In your capacity as Data Engineer, you ensure that our data pipelines are built to perform and scale. You will be responsible for operating our existing PySpark-based pipelines, running on AWS-standard building blocks like S3, Lambda and EMR. You will also be responsible for orchestrating the pipelines, using Airflow, as well as driving continuous improvement on our CI/CD pipelines and data access configuration. Except for developing and operating your own pipelines, you will also be expected to review and test those of built by other developers.
To succeed in this role, you should have a solid foundational understanding of the data engineer’s toolbox. You will perform a wide range of activities, from exploring new solutions, to executing root-cause-analysis for production data or CI/CD pipeline breaks down. You will be challenged constantly in seeking the balance between assuring an “Always On ” production landscape”, whilst driving innovation with a fail-fast attitude.
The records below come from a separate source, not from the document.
PR #4977, opened 2023-03-02
Only conditionally move kernel-mshv initrd if it exists

Camelron:
###### Merge Checklist  

- [ ] Ready to merge

---

###### Summary 

###### Change Log  

- conditionally move kernel-mshv initrd if it exists

NO

###### Test Methodology

- rpm installed on a kata image, verified it reboots and systemd reinstall works. 

Fixes: 
- https://github.com/microsoft/CBL-Mariner/pull/4436

### DIFF
--- a/SPECS/initramfs/initramfs.spec
+++ b/SPECS/initramfs/initramfs.spec
@@ -89,7 +89,7 @@ cat > /dev/null \
 if [ -f %{_localstatedir}/lib/rpm-state/initramfs/regenerate ]; then \
     echo "(re)generate initramfs for all kernels," %* >&2 \
     mkinitrd -q \
-    [ ! -f /boot/initrd.img-*mshv* ] || mv /boot/initrd.img-*mshv* /boot/efi/ \
+    mv /boot/initrd.img-*mshv* /boot/efi/ >/dev/null 2>&1 || : \
 elif [ -d %{_localstatedir}/lib/rpm-state/initramfs/pending ]; then \
     for k in `ls %{_localstatedir}/lib/rpm-state/initramfs/pending/`; do \
         echo "(re)generate initramfs for $k," %* >&2 \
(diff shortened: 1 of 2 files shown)


anphel31 (approved):

SPECS/initramfs/initramfs.spec
```diff
@@ -89,7 +89,7 @@ cat > /dev/null \
 if [ -f %{_localstatedir}/lib/rpm-state/initramfs/regenerate ]; then \
     echo "(re)generate initramfs for all kernels," %* >&2 \
     mkinitrd -q \
-    mv /boot/initrd.img-*mshv* /boot/efi/ \
+    [ ! -f /boot/initrd.img-*mshv* ] || mv /boot/initrd.img-*mshv* /boot/efi/ \
```
mfrw, line 92: nitpick
Should we have a simple `if [check]; then` instead of this :)
It took me a while to understand what was happening.

Thanks

SPECS/initramfs/initramfs.spec
```diff
@@ -107,7 +107,7 @@ echo "initramfs" %{version}-%{release} "posttrans" >&2
 %removal_action
 mkinitrd -q
 # Move initrd generated for kernel-mshv to /boot/efi, where linuxloader expects to find it
-mv /boot/initrd.img-*mshv* /boot/efi/
+[ ! -f /boot/initrd.img-*mshv* ] || mv /boot/initrd.img-*mshv* /boot/efi/
```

From a technical perspective, you should have demonstrable knowledge of both data engineering-, as well as DevOps / Platform engineering skills. Here are some of the skills we will expect from you:
- Proven experience with AWS services (ideally certified as AWS Solution Architect or AWS Certified Developer – Associate)
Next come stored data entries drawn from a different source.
PR #10189, opened 2024-08-20
Coal/uki

SeanDougherty:
## Changelist: 
- Adds a UKI to Steamboat's bootflow
- Adds use of the Discoverable Partition Specification to Steamboat (for automounting of `/`)
- Changes steamboat's bootloader from `grub` to `systemd-boot` as the bootloader for steamboat
- Removes read-only and overlays (temporarily) from the image because of the new use of the Discoverable Partition Specification (DPS). 
- Adds a fix to dracut from 3.0
- Reverts azure-init back to the stable 0.1.1 version
- Alphabetizes the coal-packages json


SPECS/azure-init/generate-vendor-tarball.sh
```diff
@@ -3,28 +3,28 @@
...
-# cp 0001-add-Azure-Linux-support.patch $workdir/
+cp 0001-add-Azure-Linux-support.patch $workdir/
 
 pushd $workdir
 wget $SOURCE_URL
-tar -xzvf "${SOURCE_VERSION}.tar.gz"
+tar -xzvf "${SOURCE_VERSION_V}.tar.gz"
 pushd "azure-init-${SOURCE_VERSION}"
-# patch -p1 < ../0001-add-Azure-Linux-support.patch
+patch -p1 < ../0001-add-Azure-Linux-support.patch
```
hbeberman, line 22: Curious, why are we applying a patch file within this script instead of in the spec?

SPECS/azure-init/azure-init.spec
```diff
@@ -34,7 +34,7 @@ cargo build --all
 mkdir -p %{buildroot}%{_sharedstatedir}/azure-init
 mkdir -p %{buildroot}%{_unitdir}
 install -m 0755 target/debug/azure-init %{buildroot}%{_sharedstatedir}/azure-init/azure-init
-install -m 0644 config/azure-init.service %{buildroot}%{_unitdir}/azure-init.service
+install -m 0644 config/azure-provisioning-agent.service %{buildroot}%{_unitdir}/azure-provisioning-agent.service
```
hbeberman, line 37: At this point we might as well install target this to `azure-init.service` since future version of the package will be using that anyway.

SPECS/kernel/kernel-uki-dracut.conf
```diff
@@ -31,8 +34,8 @@ drivers+=" virtio-blk virtio-scsi "      # qemu-kvm
 drivers+=" hv-storvsc "                  # hyperv
 drivers+=" xen-blkfront "                # xen
 
-# root encryption
-drivers+=" dm_crypt "
```
hbeberman, line 35: does dm_crypt need to be removed here?

toolkit/docs/steamboat/building.md
```diff
@@ -0,0 +1,44 @@
...
+
+## Dependencies
+
+- [Standard AzL 3.0 dependencies](/toolkit/docs/building/building.md#install-prerequisites)
+- parted >=3.6
+
+_Note: If you are on Mariner 2.0, you will need to build Parted 3.6 from source. You should be able to build and install using [this srpm](https://packages.microsoft.com/azurelinux/3.0/prod/base/srpms/Packages/p/parted-3.6-1.azl3.src.rpm) from PMC_
+
+## Building an image
+Set up an AzureLinux 3 build environment with coal/experimental. When iterating on packages or images, call `sudo make clean-imagegen` b/w builds to ensure the imager's local repo stays up-to-date.
```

- Extensive experience with Python, PySpark, SQL and Linux scripting
- You have a foundational understanding of CI/CD, including principles of code branching and merging and can explain how to utilize AWS Code Commit & Code Pipeline (or at least GIT) to build and operate a CI/CD pipeline
- Ideally you are also familiar with Airflow and know how to build and debug DAG’s
- If you already know how to manage access controls using AWS IAM roles, coupled with Microsoft Active Directory services, that is nice. If not, you will learn!
As an international company, our primary business language is English and we often work with remote teams. This means that you need to bring in an excellent communication skills and good cultural awareness.